Hadir dalam pertemuan itu, Anggota Komisi X DPR RI yang juga musisi, Anang Hermansyah, dan berbagai musisi dari lintas generasi, antara lain Glen Fredly, Irfan Aulia, Kadri Mohamad, Damon Koeswoyo, Frangki Rapen, Andrini Kusuma dan pengamat musik Bens Leo.

Dikatakan Bamsoet, kunci utama eksistensi sebuah karya adalah adanya perlindungan dan kepastian hukum. RUU Pemusikan setelah disahkan diharapkan mampu membuat para musisi kian bergairah dalam memproduksi karya berkualitas.

“RUU Pemusikan bisa menjadi payung hukum bagi para musisi dalam mendapatkan hak komersil atas karyanya. Melahirkan sebuah karya seni seperti lagu sangat tidak mudah. Jika negara bisa menjamin penghargaan atas karya para musisi, masa depan musisi dan pekerja musik Indonesia bisa dipastikan akan cerah,” pungkas Ketua DPR RI, Bambang Soesatyo.

Menurut Bamsoet, arah Bangsa Indonesia dalam memajukan industri kreatif sudah tepat.

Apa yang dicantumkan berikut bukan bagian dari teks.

PR #174, opened 2026-06-14
fix: set quick capture window title

### LINKED ISSUE #155: Quick capture window is indistinguishable from the main window on Wayland, breaking WM-side hotkey binding
**Platform:** Linux/Wayland
**Compositor:** Niri

### What's happening

The quick capture floating window shares the same `app_id` and window title title as the main ZenNotes window. That's expected - both windows come from the same app. The problem is that there's no secondary indentifier (e.g a distinct window title or something) to tell them apart.

On standalone Wayland compositors, global hotkeys are not registered by apps - they must be bound manually in the compositor config. To bind a key that opens/toggles the Quick Capture floating window specifically when the app has no focus, users  need something to match against. Right now there's nothing.

### Steps to reproduce (in Niri)

1.  Open ZenNotes
2. Trigger the Quick Capture floating window
3. Run a window inspection command, e.g`niri msg pick-window'

#### Output

 niri msg pick-window
Window ID 9: (focused)
  Title: "ZenNotes"
  App ID: "ZenNotes"
  Is floating: no
  PID: 180579
  Workspace ID: 4
  Layout:
    Tile size: 900 x 705
    Scrolling position: column 1, tile 1
    Window size: 900 x 705
    Window offset in tile: 0 x 0

### Expected behaviour

The quick capture window should have a distinct window title - for example `ZenNotes Quick Capture` - so users can match on it  in compositor rules:

```
window-rule {
  match title="ZenNotes Quick Capture"
  open-floating true
}
```

### Why this matters

The in-app system-wide hotkey registration doesn't work on standalone WMs, those environments intentionally leave hotkey management to the compositor. The only path forward for WM users is a manual bind, which requires something to target. Without a distinct window title, the quick capture feature is effectively unavailable outside of a full DE.

### Possible fix

Set a distinct, stable window title, something like`ZenNotes Quick Capture`. That's all that's needed for compositor rules to work.

dannrs:
## Summary

This small PR fixes the title of the quick capture window, making it distinguishable from the main `ZenNotes` window on Wayland compositors.

The quick capture window now has a different title: `ZenNotes Quick Capture`

This gives compositor rules something stable to match against.

Fixes [#155](https://github.com/ZenNotes/zennotes/issues/155)

## Testing:

- Open ZenNotes on Linux with a Wayland compositor. I tested with `niri`.
- Open the quick capture window.
- Run `niri msg pick-window` or an equivalent window inspection command.
- Confirm that the title of the quick capture window is now: `ZenNotes Quick Capture`.

### DIFF
--- a/apps/desktop/src/main/index.ts
+++ b/apps/desktop/src/main/index.ts
@@ -2755,6 +2755,7 @@ function ensureQuickCaptureWindow(): BrowserWindow {
     height: 340,
     minWidth: 460,
     minHeight: 260,
+    title: 'ZenNotes Quick Capture',
     show: false,
     frame: false,
     titleBarStyle: mac ? 'hiddenInset' : 'hidden',
--- a/packages/app-core/src/components/QuickCaptureApp.tsx
+++ b/packages/app-core/src/components/QuickCaptureApp.tsx
@@ -228,6 +228,11 @@ export function QuickCaptureApp(): JSX.Element {
   const [overlay, setOverlay] = useState<'none' | 'search' | 'command'>('none')
   const editorRef = useRef<EditorView | null>(null)
 
+  // Set a different title for the quick capture window.
+  useEffect(() => {
+    document.title = 'ZenNotes Quick Capture'
+  }, [])
+
   // Apply theme + font CSS vars before paint.
   useEffect(() => {
     applyTheme(prefs)


adibhanna:
Merged into the active release branch (\`release/v2.4.0\`) as b26395b rather than via this PR — your branch also carried two unrelated commits from \`main\` (the GitHub Sponsors / \`FUNDING.yml\` changes), so I cherry-picked just your fix commit onto the release branch to keep it clean. Your authorship is preserved on the commit. Nothing was rejected — this ships in v2.4.0.

Thanks @dannrs! Clean, correct fix: the constructor \`title\` plus \`document.title\` in \`QuickCaptureApp\` is exactly the right combo so the title sticks after the renderer loads, giving Wayland compositors (niri & co.) a stable \`ZenNotes Quick Capture\` toplevel to match against. Closes #155.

Terlebih setelah Presiden Jokowi membentuk Badan Ekonomi Kreatif (Bekraf) sebagai lembaga yang khusus mendorong dan menumbuhkan kreatifitas serta daya inovasi bangsa. “Saya berharap rekan-rekan musisi dapat memanfaatkan keberadaan Bekraf secara maksimal. Satu contohnya adalah kesukseskan penyelenggaraan Konferensi Musik Indonesia,” ungkapnya.

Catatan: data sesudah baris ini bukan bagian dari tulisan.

PR #149, opened 2026-06-13
feat(packaging): add nix packaging 

hallwack:
## Summary

Add Nix packaging for ZenNotes under `packaging/nix`.

The original implementation used the official AppImage release as its source and followed a similar approach to the existing AUR and Flatpak packaging by extracting the AppImage during the build process.

## Tested

- [x] Desktop package builds successfully
- [x] Server package builds successfully
- [x] Desktop startup on NixOS 25.05
- [x] Desktop entry generation
- [x] Icon installation
- [x] `nix profile install`

## Notes

The original implementation relied on the upstream AppImage release and was therefore limited to the platforms supported by the available AppImage artifacts.

## Update

Following review and feedback, the implementation has evolved beyond the original AppImage-based package. 

The current implementation now builds ZenNotes from source using Electron and includes several additional improvements:

* Separate desktop and server packages
* Shared release metadata via `packaging/nix/release-data.json`
* Flake outputs for desktop and server packages
* Optional CLI installation support
* Updated Nix packaging documentation

This approach is more closely aligned with common nixpkgs packaging practices, improves platform support, and removes the dependency on upstream AppImage releases.

Additional improvements were contributed through follow-up work by @justkrysteq and have been merged into this branch.

PR #176, opened 2026-06-14
chore: add a nix flake to the project root

grunisaurus:
**What this pr does:**
- Adds flake.nix & flake.lock: Sets up a deterministic environment for everyone using the nix package manager.
- devShells.default: A isolated shell with all the CLI tools, linters, and libraries pre-loaded.
- packages.default: A clean, hermetic way to build the project locally via Nix and embedd it into their system configuration.

**How to use:**
`nix develop` -> creates a new shell with all the packages defined for the environment

`nix build` -> runs through all the build steps defined in the flake.nix, builds it and creates a ./result symlink into the /nix/store to the built application.

**Steps:**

“Duabelas poin hasil Konferensi Musik Indonesia yang disampaikan ke DPR maupun Pemerintah akan mendapat perhatian serius dari kami. DPR melalui fungsi legislasi akan mempelajari berbagai poin itu, sehingga bisa kita masukan penerapannya di RUU Pemusikan,” tegas Bamsoet.

Indonesia sudah punya aturan perlindungan bagi berbagai profesi, seperti wartawan, dokter, advokat, maupun pekerja kantoran pada umumnya. Namun belum ada payung hukum perlindungan terhadap pekerja seni. RUU Pemusikan bisa menjadi jawabannya.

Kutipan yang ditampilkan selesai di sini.